Introduction Enteric dysmotility is an important clinical subgroup of the gastrointestinal neuromuscular disorders.1 Of a personal series of 130 patients recorded on our data base 89 have undergone both 24 h ambulatory studies of small intestinal motility and laparoscopic full thickness jejuna biopsies. The aim of the present study was to examine the relationship between the manometric and neurohistopathological findings.
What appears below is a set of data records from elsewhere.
PR #1637, opened 2020-05-25
Add cmake config and export targets.

mcmtroffaes:
Generates a few more files on install to add support for cmake's [find_package](https://cmake.org/cmake/help/latest/command/find_package.html) system, thereby simplifying the use of capstone in cmake projects, for instance:

```cmake
cmake_minimum_required(VERSION 3.0)
project(test)
find_package(capstone CONFIG REQUIRED)
add_executable(main main.cpp)
target_link_libraries(main PRIVATE capstone::capstone-static)
```

Also see [CMakePackageConfigHelpers](https://cmake.org/cmake/help/latest/module/CMakePackageConfigHelpers.html). Tested with Visual Studio 2019 and CMake 3.17 using the following code for `main.cpp`:

```c++
#include <stdio.h>

int main()
{
    int major = -1, minor = -1;
    cs_version(&major, &minor);
    printf("capstone version %i.%i\n", major, minor);
    getchar();
    return 0;
}
```

### DIFF
--- a/CMakeLists.txt
+++ b/CMakeLists.txt
@@ -658,25 +658,51 @@ include("GNUInstallDirs")
 install(FILES ${HEADERS_COMMON} DESTINATION ${CMAKE_INSTALL_INCLUDEDIR}/capstone)
 configure_file(capstone.pc.in ${CMAKE_BINARY_DIR}/capstone.pc @ONLY)
 
+include(CMakePackageConfigHelpers)
+set(CAPSTONE_CMAKE_CONFIG_INSTALL_DIR "${CMAKE_INSTALL_LIBDIR}/cmake/capstone")
+configure_package_config_file(
+    capstone-config.cmake.in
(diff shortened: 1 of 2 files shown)


mcmtroffaes:
I figured this makes more sense for next rather than master, so I've rebased it. If next is the intended branch for pull requests, note that you can configure the default pull request branch in github (settings -> branches -> default branch).

aquynh:
merged, thanks!

mcmtroffaes:
Thanks so much! Could this be backported to master as well? Happy to create a pull request for it. Or will next be merged into master soon?

aquynh:
i am thinking about merging next to master.

tmfink:
@aquynh should there even a master branch at this point? Why not just have next, v2, v3, and so on?

tmfink:
on a separate note, I think there should be developer documentation explaining the purpose of the "mainline" branches and the release model

PR #1639, opened 2020-05-29
Allow to override PYTHON[23] in Makefiles

sh1r4s3:
`$(PYTHON2)` and/or `$(PYTHON3)` might differ from `python` and/or `python3`,
accordingly. Allow to override these variables by user choice.


aquynh:
merged, thanks!

PR #1644, opened 2020-06-12
Fixed incorrect read of 32-bit imm for bsr

emoon:
This is a fix for https://github.com/aquynh/capstone/issues/1643


aquynh:
merged, thanks!

PR #1656, opened 2020-07-02
Correcting X86 Imm Size

NicolasDerumigny:
Correcting no-opened issue: x86 imm size is incorrectly reported (inversion of the first two columns of X86ImmSize.inc).


aquynh:
nice, but can you send pull req for the next branch instead?

NicolasDerumigny:
Sure, this is done in PR #1657

PR #1827, opened 2022-01-23
fix lcall seg:off format for x86-16

lasek0:
I found that lcall seg:off is wrongly printed for x86-16.
```
$ ./cstool x16 9a0d000000
 0  9a 0d 00 00 00                                   lcall	0, 0xd
```
for example ljmp is correct:
```
$ ./cstool x16 ea0d000000
 0  ea 0d 00 00 00                                   ljmp	0:0xd
```

found also that this wrong format comes from this differences (skipping uninterested lines from grep output):
```
suite/synctools/tablegen/X86$ grep -r seg | grep lcall
X86InstrControl.td:                               "lcall{w}\t$seg, $off", []>,
X86InstrControl.td:                               "lcall{l}\t$seg, $off", []>,
back/X86InstrControl.td:                               "lcall{w}\t$seg, $off", []>,
back/X86InstrControl.td:                               "lcall{l}\t$seg, $off", []>,

suite/synctools/tablegen/X86$ grep -r seg | grep ljmp
X86InstrControl.td:                            "ljmp{w}\t$seg : $off", []>,
X86InstrControl.td:                            "ljmp{l}\t$seg : $off", []>,
back/X86InstrControl.td:                            "ljmp{w}\t$seg : $off", []>,
back/X86InstrControl.td:                            "ljmp{l}\t$seg : $off", []>,
```

the only need is to run llvm-tblgen

PR #1833, opened 2022-01-26
Revert "x86: fix lcall seg:off format for x86-16 (#1827)"

trufae:
This reverts commit e4965783cfb30c12ae8f1b7bbce446fef03e2b68.


trufae:
This commit was breaking all the x86 tests in r2 
Screenshot 2022-01-27 004219
Screenshot 2022-01-27 004401
Screenshot 2022-01-27 004447

trufae:
The capstone CI should test for how the disassembly looks at least, that's a big regression

aquynh:
yes we should add these test cases to https://github.com/capstone-engine/capstone/blob/next/suite/cstest/issues.cs

let me see how best to fix this, instead of reverting

trufae:
I'll re-run the r2 ci after you.

trufae:
Any estimation for the fix?

aquynh:
lets merge this first then.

Methods Prospective qualitative analysis of small intestinal motility tracings and abnormalities of 15 parameters of phasic activities of the intestinal interdigestive Migrating Motor Complex (IMMC) together with the occurrence of nocturnal abdominal pain during the study were documented. Neurohistopathological analysis of the full thickness biopsies was performed as previously described.2
Results All the small intestinal motility studies were abnormal 83 of 89 full thickness biopsies (93.3%) were abnormal. 51 (57.3%) α actin epitope deficiency alone, 26 (29.2%) α actin epitope deficiency with other pathology, 6 (6.7%) other pathology alone. Nocturnal abdominal pain was significantly related to the presence of vasculitis (p <0.05) and smooth muscle atrophy (p < 0.05). Sustained uncoordinated phasic pressure activity and discrete cluster contractions were both related to myenteric plexus pathology (p<006, p< 0.04). Aberrant phase III MMC configuration was related to smooth muscle biopsies (p<0.003) and smooth muscle atrophy (p<0.05) as well as vasculitis (p<0.05).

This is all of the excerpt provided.